• Exercise goal: Restate, word for word, the lines from the opening line of the data through the line containing "the parse stops", both included, and nothing else.
------ Listed entries ------
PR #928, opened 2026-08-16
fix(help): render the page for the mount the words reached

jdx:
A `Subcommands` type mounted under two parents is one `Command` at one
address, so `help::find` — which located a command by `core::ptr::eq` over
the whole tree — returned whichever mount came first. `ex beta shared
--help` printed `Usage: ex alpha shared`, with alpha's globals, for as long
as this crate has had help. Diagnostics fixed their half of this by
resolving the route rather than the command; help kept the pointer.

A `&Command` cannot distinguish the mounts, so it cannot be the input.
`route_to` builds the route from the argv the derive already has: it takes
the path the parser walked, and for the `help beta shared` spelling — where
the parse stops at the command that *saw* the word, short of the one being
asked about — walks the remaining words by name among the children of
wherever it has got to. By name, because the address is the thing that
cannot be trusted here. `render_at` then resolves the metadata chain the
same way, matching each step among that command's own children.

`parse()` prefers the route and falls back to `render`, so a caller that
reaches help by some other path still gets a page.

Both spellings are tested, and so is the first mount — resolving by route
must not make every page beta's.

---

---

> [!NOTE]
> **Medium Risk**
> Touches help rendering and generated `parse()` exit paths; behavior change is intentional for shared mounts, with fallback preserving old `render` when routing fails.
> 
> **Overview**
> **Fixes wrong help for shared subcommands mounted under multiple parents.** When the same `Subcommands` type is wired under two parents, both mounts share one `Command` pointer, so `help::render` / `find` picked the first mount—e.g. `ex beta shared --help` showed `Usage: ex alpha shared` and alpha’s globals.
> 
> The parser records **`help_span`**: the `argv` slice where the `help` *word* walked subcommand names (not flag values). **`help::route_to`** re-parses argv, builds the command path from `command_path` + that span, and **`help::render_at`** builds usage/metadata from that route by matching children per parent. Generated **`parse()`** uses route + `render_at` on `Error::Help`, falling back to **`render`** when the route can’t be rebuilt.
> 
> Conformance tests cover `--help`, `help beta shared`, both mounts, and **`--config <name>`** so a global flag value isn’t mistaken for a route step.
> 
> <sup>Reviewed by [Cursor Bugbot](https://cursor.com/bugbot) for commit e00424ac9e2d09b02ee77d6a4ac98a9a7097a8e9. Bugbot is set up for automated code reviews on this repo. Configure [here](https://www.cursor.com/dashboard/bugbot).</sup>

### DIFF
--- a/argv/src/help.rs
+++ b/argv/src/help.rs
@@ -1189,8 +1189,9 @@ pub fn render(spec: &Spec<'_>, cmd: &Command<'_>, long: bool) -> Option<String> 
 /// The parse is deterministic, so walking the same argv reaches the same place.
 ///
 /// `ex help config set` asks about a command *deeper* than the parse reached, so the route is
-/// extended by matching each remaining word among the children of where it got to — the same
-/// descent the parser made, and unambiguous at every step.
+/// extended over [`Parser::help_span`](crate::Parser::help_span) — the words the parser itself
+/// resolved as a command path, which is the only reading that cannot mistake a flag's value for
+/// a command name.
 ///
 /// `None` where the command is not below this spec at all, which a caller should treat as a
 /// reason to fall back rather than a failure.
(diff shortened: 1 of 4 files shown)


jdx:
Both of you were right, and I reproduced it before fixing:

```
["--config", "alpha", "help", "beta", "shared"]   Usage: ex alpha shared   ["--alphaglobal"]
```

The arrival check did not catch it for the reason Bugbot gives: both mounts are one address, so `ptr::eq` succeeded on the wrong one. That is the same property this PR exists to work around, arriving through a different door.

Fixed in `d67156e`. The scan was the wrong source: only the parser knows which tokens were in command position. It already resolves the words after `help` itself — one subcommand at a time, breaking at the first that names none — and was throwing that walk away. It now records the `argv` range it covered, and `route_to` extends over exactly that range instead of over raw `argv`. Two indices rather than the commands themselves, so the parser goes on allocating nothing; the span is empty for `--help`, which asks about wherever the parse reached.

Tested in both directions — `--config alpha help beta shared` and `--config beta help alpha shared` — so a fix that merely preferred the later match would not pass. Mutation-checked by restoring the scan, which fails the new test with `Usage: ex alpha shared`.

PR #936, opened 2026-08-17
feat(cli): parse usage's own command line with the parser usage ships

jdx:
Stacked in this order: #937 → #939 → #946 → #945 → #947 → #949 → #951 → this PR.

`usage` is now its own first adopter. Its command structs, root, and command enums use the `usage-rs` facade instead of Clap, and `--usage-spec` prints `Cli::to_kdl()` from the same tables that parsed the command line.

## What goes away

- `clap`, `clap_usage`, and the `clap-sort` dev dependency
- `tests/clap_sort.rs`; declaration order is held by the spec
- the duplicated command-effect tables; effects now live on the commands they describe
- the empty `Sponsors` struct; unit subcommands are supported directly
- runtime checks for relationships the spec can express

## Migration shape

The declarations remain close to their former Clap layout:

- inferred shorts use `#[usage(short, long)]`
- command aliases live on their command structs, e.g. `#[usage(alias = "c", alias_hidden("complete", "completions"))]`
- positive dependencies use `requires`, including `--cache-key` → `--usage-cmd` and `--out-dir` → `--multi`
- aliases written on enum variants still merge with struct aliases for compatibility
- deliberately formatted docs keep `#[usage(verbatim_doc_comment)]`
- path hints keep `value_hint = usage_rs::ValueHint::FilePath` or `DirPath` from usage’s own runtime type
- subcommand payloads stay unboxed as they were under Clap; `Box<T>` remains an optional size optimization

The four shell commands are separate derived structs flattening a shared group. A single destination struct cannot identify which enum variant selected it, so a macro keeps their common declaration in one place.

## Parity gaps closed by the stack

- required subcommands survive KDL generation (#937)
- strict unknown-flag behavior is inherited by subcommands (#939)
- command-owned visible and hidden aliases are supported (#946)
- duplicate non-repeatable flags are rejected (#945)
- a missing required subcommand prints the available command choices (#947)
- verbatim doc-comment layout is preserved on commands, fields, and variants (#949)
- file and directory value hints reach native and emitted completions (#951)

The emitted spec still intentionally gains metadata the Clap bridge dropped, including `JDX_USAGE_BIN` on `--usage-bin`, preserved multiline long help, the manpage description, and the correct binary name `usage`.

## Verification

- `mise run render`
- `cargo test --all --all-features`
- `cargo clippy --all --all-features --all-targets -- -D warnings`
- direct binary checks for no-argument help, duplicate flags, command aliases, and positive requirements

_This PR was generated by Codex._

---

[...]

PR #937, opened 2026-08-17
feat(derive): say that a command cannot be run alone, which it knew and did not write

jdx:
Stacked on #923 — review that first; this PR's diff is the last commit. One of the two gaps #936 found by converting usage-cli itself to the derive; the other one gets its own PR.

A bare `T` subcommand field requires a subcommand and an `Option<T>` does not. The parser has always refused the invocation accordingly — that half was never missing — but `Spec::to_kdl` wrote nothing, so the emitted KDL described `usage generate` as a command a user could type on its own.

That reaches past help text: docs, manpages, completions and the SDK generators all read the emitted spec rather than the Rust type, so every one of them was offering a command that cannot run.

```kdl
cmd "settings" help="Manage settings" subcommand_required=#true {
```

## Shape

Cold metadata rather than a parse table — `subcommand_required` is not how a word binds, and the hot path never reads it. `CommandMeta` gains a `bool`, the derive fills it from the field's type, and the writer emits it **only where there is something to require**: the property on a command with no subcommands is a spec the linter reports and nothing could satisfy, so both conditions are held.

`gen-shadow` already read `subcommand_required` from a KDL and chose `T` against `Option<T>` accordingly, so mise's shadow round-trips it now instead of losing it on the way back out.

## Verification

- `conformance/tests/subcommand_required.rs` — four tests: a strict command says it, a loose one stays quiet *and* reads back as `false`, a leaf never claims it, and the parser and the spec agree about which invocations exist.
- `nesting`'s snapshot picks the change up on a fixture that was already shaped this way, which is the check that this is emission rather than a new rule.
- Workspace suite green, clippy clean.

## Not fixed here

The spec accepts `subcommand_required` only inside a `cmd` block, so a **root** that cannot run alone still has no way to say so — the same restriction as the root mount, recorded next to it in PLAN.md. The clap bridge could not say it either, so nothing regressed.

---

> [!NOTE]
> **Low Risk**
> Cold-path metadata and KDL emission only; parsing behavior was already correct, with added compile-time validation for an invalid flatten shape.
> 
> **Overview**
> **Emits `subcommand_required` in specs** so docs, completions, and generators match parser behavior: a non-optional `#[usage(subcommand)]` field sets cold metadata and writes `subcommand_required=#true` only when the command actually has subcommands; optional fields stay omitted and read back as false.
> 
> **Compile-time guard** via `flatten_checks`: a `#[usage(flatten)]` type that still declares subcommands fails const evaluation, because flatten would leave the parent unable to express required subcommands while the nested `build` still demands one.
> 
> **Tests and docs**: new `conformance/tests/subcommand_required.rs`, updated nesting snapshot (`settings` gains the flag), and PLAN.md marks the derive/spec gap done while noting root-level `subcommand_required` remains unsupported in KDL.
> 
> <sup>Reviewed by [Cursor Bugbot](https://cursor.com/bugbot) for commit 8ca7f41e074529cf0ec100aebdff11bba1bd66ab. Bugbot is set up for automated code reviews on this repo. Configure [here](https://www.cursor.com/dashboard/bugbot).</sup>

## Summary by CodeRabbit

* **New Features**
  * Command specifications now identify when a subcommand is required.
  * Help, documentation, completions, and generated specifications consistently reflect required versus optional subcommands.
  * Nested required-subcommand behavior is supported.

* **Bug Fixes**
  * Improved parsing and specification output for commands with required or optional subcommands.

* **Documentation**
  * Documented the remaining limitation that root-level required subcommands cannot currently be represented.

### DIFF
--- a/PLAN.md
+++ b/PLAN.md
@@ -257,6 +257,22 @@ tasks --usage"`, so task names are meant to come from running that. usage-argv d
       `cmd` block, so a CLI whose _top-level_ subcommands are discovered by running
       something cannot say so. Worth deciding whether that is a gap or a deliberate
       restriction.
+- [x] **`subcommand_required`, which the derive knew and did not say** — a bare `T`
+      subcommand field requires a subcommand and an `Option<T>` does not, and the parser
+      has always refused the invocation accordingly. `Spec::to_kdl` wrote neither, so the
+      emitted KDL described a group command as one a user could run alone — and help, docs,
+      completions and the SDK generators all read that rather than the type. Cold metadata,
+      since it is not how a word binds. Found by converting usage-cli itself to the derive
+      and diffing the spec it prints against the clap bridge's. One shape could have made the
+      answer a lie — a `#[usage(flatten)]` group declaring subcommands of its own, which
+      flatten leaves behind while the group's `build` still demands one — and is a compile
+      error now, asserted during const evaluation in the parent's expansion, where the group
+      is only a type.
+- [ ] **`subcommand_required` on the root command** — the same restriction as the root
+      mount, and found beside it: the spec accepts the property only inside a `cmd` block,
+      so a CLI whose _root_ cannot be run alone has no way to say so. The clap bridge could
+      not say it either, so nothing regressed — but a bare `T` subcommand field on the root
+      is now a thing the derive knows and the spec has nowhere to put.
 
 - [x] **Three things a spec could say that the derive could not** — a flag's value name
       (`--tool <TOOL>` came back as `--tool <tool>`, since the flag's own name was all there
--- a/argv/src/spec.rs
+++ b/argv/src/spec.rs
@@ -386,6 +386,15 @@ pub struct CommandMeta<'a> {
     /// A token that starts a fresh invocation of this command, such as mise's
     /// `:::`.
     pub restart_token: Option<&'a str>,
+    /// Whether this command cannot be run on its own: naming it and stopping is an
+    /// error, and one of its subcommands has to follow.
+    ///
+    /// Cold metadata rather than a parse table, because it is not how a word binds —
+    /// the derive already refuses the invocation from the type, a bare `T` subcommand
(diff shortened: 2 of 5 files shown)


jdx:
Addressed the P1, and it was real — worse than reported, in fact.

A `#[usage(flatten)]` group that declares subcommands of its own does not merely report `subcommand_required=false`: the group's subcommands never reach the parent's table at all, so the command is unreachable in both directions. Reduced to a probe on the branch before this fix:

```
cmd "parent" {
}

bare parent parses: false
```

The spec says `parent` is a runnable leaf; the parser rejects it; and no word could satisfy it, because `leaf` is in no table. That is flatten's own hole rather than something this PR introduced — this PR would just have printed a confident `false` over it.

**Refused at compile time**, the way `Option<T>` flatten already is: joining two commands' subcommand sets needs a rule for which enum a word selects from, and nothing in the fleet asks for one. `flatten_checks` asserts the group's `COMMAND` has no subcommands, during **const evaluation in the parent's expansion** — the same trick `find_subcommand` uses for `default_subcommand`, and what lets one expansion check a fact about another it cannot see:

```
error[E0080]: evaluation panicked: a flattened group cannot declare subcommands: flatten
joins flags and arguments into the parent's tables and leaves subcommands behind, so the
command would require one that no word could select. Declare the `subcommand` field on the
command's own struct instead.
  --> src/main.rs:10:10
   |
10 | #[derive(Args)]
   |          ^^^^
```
------
• Answer section:
PR #928, opened 2026-08-16
fix(help): render the page for the mount the words reached

jdx:
A `Subcommands` type mounted under two parents is one `Command` at one
address, so `help::find` — which located a command by `core::ptr::eq` over
the whole tree — returned whichever mount came first. `ex beta shared
--help` printed `Usage: ex alpha shared`, with alpha's globals, for as long
as this crate has had help. Diagnostics fixed their half of this by
resolving the route rather than the command; help kept the pointer.

A `&Command` cannot distinguish the mounts, so it cannot be the input.
`route_to` builds the route from the argv the derive already has: it takes
the path the parser walked, and for the `help beta shared` spelling — where
the parse stops at the command that *saw* the word, short of the one being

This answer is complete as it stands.